The Guardian has a great multimedia report on Haiti six months removed from the earthquake. From the introduction of this report, writer Peter Beaumont gives us this summary of what one might see in Haiti.
Six months after Haiti's earthquake, the smell of death has gone. For a while it was on every street corner, a powerful reminder of the estimated 222,570 Haitians who perished. The dozens of aftershocks have also slowly subsided over the months, in frequency and intensity. These days a kind of ordinary life is attempting to reassert itself alongside the ruins where people still dig for bodies or try to shift the mountains of debris. How many of the dead are still under the rubble is unclear. But even now the bodies, as dried out as mummies, are being extracted in ones and twos, attracting small crowds when they are found.
In Port-au-Prince women have returned to their old pitches to sell vegetables and jeans, chickens and car-phone chargers. Near the city centre, the yellow tiled floor of a demolished church has become a football pitch for the local boys. In the ruins of the capital's Catholic cathedral services now take place in the grounds.
Most of the 13,000 US troops who were dispatched to Haiti in the immediate aftermath of the disaster have gone, their mission ended on 1 June. The paratroopers from the 82nd Airborne, who helped keep order and guard food distributions, have returned to North Carolina. The hospital ships that provided medical treatment to thousands have gone back to their home ports. A few hundred soldiers remain involved in reconstruction projects or with helping to keep the docks that are Haiti's lifeline running.
The scores of aid agencies that were either based here before, or rushed to the scene of the catastrophe, are now in transition from emergency relief to more long-term projects supporting the population in everything from food to sanitation. There are big agencies like the UN and Médecins Sans Frontières, as well as church groups and tiny one-man bands. Cubans, Venezuelans and Israelis. Volunteers from Boston, London and Sydney. In the immediate aftermath the ranks of the International Medical Corps (IMC) were swollen by hundreds of volunteer nurses and doctors from across America, who came to work two-week long shifts to help Haiti's medical services cope with an estimated 300,000 injured. Now the IMC is scaling back its emergency effort to concentrate on the primary healthcare support it provided to Haiti's clinics before the earthquake occurred.
The camps for the 1.5 million who were displaced from 200,000 homes damaged by the disaster, have also been transformed. For most the nightmare of sleeping on the street is over. The simple shelters made from branches and bed-sheets have developed over the months into structures of scavenged wood that have filled up with plastic chairs and mattresses.

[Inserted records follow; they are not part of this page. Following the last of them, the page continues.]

PR #29841, opened 2025-09-30
DEP: Raise `TypeError` on attempt to convert array with `ndim > 0` to…

hpkfft:
This PR removes deprecated functionality, as requested in #29835

### DIFF
--- a/numpy/_core/tests/test_multiarray.py
+++ b/numpy/_core/tests/test_multiarray.py
@@ -3886,20 +3886,9 @@ class TestMethods:
                   '?', 'O']
         for dt in dtypes:
             a = np.array(7, dtype=dt)
-            b = np.array([7], dtype=dt)
-            c = np.array([[[[[7]]]]], dtype=dt)
-
             msg = f'dtype: {dt}'
             ap = complex(a)
             assert_equal(ap, a, msg)
-
-            with pytest.warns(DeprecationWarning):
-                bp = complex(b)
-            assert_equal(bp, b, msg)
-
-            with pytest.warns(DeprecationWarning):
-                cp = complex(c)
-            assert_equal(cp, c, msg)
 
     def test__complex__should_not_work(self):
         dtypes = ['i1', 'i2', 'i4', 'i8',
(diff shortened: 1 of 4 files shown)


numpy/_core/tests/test_multiarray.py
```diff
@@ -9260,9 +9250,24 @@ def __int__(self):
...
+            assert_raises(TypeError, float_func, np.array([2]))
+            assert_raises(TypeError, float_func, np.array([3.14]))
+            assert_raises(TypeError, float_func, np.array([[4.0]]))
+
+            assert_equal(5.0, float_func(np.array('5')))
+            assert_equal(5.1, float_func(np.array('5.1')))
+            assert_equal(6.0, float_func(np.bytes_(b'6')))
+            assert_equal(6.1, float_func(np.bytes_(b'6.1')))
+            assert_equal(7.0, float_func(np.str_('7')))
+            assert_equal(7.1, float_func(np.str_('7.1')))
```
seberg, line 9270: New tests?  I don't say no to new tests ever :).  (I think `float` and `__float__` is a bit double, since `float` just calls `__float__`, but OK.)

seberg (approved):
Nice, thanks a lot @hpkfft, I think Matti agreed it's about time, so I think we can give this a shot.

If someone finds this PR and has a larger fallout, please let us know, in theory we could e.g. escalate to a `VisibleDeprecationWarning` (but in practice, I think users also tend to ignore warnings either way).

NumPy 1.25 was 2.5 years ago (by the time this is released), which seems OK for this.
(We are not good about timely expiring, but this was always a noisy one, so I think it had to be well above 1 year of deprecation.)

seberg:
Windows FP16 seems to be very broken on some hardware or so, restarted CI, but whatever is going on, it is unrelated to this PR anyway.

numpy/_core/tests/test_multiarray.py
hpkfft: Thanks, I thought it best to be careful.

Since Python 3.8, [float()](https://docs.python.org/3/library/functions.html#float) will fall back to `__index__()`:
> For a general Python object `x`, `float(x)` delegates to `x.__float__()`. If `__float__()` is not defined then it falls back to `__index__()`.

eric-wieser:
In case anyone is curious of the history of the original deprecation, it can be found at https://github.com/numpy/numpy/pull/10615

Roads, alleys, whole neighbourhoods have been created. The new shanties occupy public spaces such as the Champ de Mars park in the centre of Port-au-Prince, close to the badly damaged Presidential Palace. They crowd in around the Neg Mawon, Albert Mangones's statue of the idealised slave-rebel of the liberation struggle. These new communities have proper latrines and market stalls at their fringes and, in the Champ de Mars, even a giant screen provided by the government on which to watch the World Cup. At night, under the lights, the residents listen to local music – racine and kompa – or American hip-hop, drink rum and play noisy games of dominoes. Some watch television inside their shelters.
My first visit to Port-au-Prince was a month after the earthquake, the first of three journeys made to follow the lives of ordinary people in the aftermath of disaster. On 12 January this year, at seven minutes to five in the afternoon, a new reality was carved out in the Americas' poorest nation. Even before the earthquake, three-quarters of this country lived on $2 a day or less. Unemployment and chronic underemployment stood at almost 70%. Haiti's economy was already in reverse; its growth falling in real terms from 3.4% in 2007 to minus 0.5% in the year before the catastrophe. Haiti had no state-supported healthcare: no food security other than that provided by international aid agencies. If the country was at zero on 11 January, it is at less-than-zero now.